Collected data entries:
☆ ☆ ☆ ☆
PR #51, opened 2020-10-26
Define default resources for konk

kd7lxl:
Ideally, all users of the Konk CR would define right-size resources for konk's containers in their Konk spec, but I don't realistically expect this to happen. Reasonable default values, provided in this PR, will be much better than nothing for most cases, and can still be overridden in their CR as needed.

The apiserver and etcd requests in this PR are based on current measurements in a dev cluster. The init container resources are a guess because I couldn't figure out how to measure it (its lifetime is too short for kube-state-metrics to catch it).

An entirely alternative approach could be to use defaulting in the CRD to provide these defaults.
https://kubernetes.io/docs/tasks/extend-kubernetes/custom-resources/custom-resource-definitions/#defaulting

### DIFF
--- a/helm-charts/konk/values.yaml
+++ b/helm-charts/konk/values.yaml
@@ -10,17 +10,13 @@ apiserver:
     pullPolicy: Always
     # Overrides the image tag whose default is the chart appVersion.
     tag: ""
-  resources: {}
-    # We usually recommend not to specify default resources and to leave this as a conscious
-    # choice for the user. This also increases chances charts run on environments with little
-    # resources, such as Minikube. If you do want to specify resources, uncomment the following
-    # lines, adjust them as necessary, and remove the curly braces after 'resources:'.
-    # limits:
-    #   cpu: 100m
-    #   memory: 128Mi
-    # requests:
-    #   cpu: 100m
-    #   memory: 128Mi
+  resources:
+    limits:
+      cpu: 200m
+      memory: 512Mi
+    requests:
+      cpu: 20m
+      memory: 160Mi
   securityContext: {}
     # capabilities:
     #   drop:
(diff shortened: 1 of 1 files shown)


drewwells (approved):
I'm surprised it works on minikube, but apparently minikube now inherits the host cpu/memory as its node capacity. Maybe default resources aren't such a bad thing now 🥳 

I still think this belongs in deployment-configurations/envs/konk-values.yaml instead. 

```
Addresses:
  InternalIP:  172.17.0.3
  Hostname:    minikube-worker
Capacity:
 cpu:                12
 ephemeral-storage:  1922728840Ki
 hugepages-1Gi:      0
 hugepages-2Mi:      0
 memory:             32805392Ki
 pods:               110
```

kd7lxl:
> I still think this belongs in deployment-configurations/envs/konk-values.yaml instead.

There is no such thing, because konks are created by the operator. And I don't see a way to provide default values for a specific CR in a helm operator so that it would apply to all konks deployed by an operator. We can bake the defaults into the CRD, but then they'll be global rather than environment specific.

abalaven (approved):

drewwells:
It's done through overrideValues https://sdk.operatorframework.io/docs/building-operators/helm/reference/advanced_features/override_values/

drewwells:
I think this is fine for now

kd7lxl:
> It's done through overrideValues https://sdk.operatorframework.io/docs/building-operators/helm/reference/advanced_features/override_values/

It says:
> By setting `image.repository` to `quay.io/mycustomrepo` you are ensuring that `quay.io/mycustomrepo` will always be used instead of the chart’s default repository (`nginx`). If the CR attempts to set this value, it will be ignored.

This is not the behavior I want. I want to specify a default that the CR can override. I don't see an existing feature that provides that behavior.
☆ ☆ ☆ ☆
What you will do:
Each record should be given again exactly as it reads.

Answer to the exercise:
PR #51, opened 2020-10-26
Define default resources for konk

kd7lxl:
Ideally, all users of the Konk CR would define right-size resources for konk's containers in their Konk spec, but I don't realistically expect this to happen. Reasonable default values, provided in this PR, will be much better than nothing for most cases, and can still be overridden in their CR as needed.

The apiserver and etcd requests in this PR are based on current measurements in a dev cluster. The init container resources are a guess because I couldn't figure out how to measure it (its lifetime is too short for kube-state-metrics to catch it).

An entirely alternative approach could be to use defaulting in the CRD to provide these defaults.
https://kubernetes.io/docs/tasks/extend-kubernetes/custom-resources/custom-resource-definitions/#defaulting

### DIFF
--- a/helm-charts/konk/values.yaml
+++ b/helm-charts/konk/values.yaml
@@ -10,17 +10,13 @@ apiserver:
     pullPolicy: Always
     # Overrides the image tag whose default is the chart appVersion.
     tag: ""
-  resources: {}
-    # We usually recommend not to specify default resources and to leave this as a conscious
-    # choice for the user. This also increases chances charts run on environments with little
-    # resources, such as Minikube. If you do want to specify resources, uncomment the following
-    # lines, adjust them as necessary, and remove the curly braces after 'resources:'.
-    # limits:
-    #   cpu: 100m
-    #   memory: 128Mi
-    # requests:
-    #   cpu: 100m
-    #   memory: 128Mi
+  resources:
+    limits:
+      cpu: 200m
+      memory: 512Mi
+    requests:
+      cpu: 20m
+      memory: 160Mi
   securityContext: {}
     # capabilities:
     #   drop:
(diff shortened: 1 of 1 files shown)


drewwells (approved):
I'm surprised it works on minikube, but apparently minikube now inherits the host cpu/memory as its node capacity. Maybe default resources aren't such a bad thing now 🥳 

I still think this belongs in deployment-configurations/envs/konk-values.yaml instead. 

```
Addresses:
  InternalIP:  172.17.0.3
  Hostname:    minikube-worker
Capacity:
 cpu:                12
 ephemeral-storage:  1922728840Ki
 hugepages-1Gi:      0
 hugepages-2Mi:      0
 memory:             32805392Ki
 pods:               110
```

kd7lxl:
> I still think this belongs in deployment-configurations/envs/konk-values.yaml instead.

There is no such thing, because konks are created by the operator. And I don't see a way to provide default values for a specific CR in a helm operator so that it would apply to all konks deployed by an operator. We can bake the defaults into the CRD, but then they'll be global rather than environment specific.

abalaven (approved):

drewwells:
It's done through overrideValues https://sdk.operatorframework.io/docs/building-operators/helm/reference/advanced_features/override_values/

drewwells:
I think this is fine for now

kd7lxl:
> It's done through overrideValues https://sdk.operatorframework.io/docs/building-operators/helm/reference/advanced_features/override_values/

It says:
> By setting `image.repository` to `quay.io/mycustomrepo` you are ensuring that `quay.io/mycustomrepo` will always be used instead of the chart’s default repository (`nginx`). If the CR attempts to set this value, it will be ignored.

This is not the behavior I want. I want to specify a default that the CR can override. I don't see an existing feature that provides that behavior.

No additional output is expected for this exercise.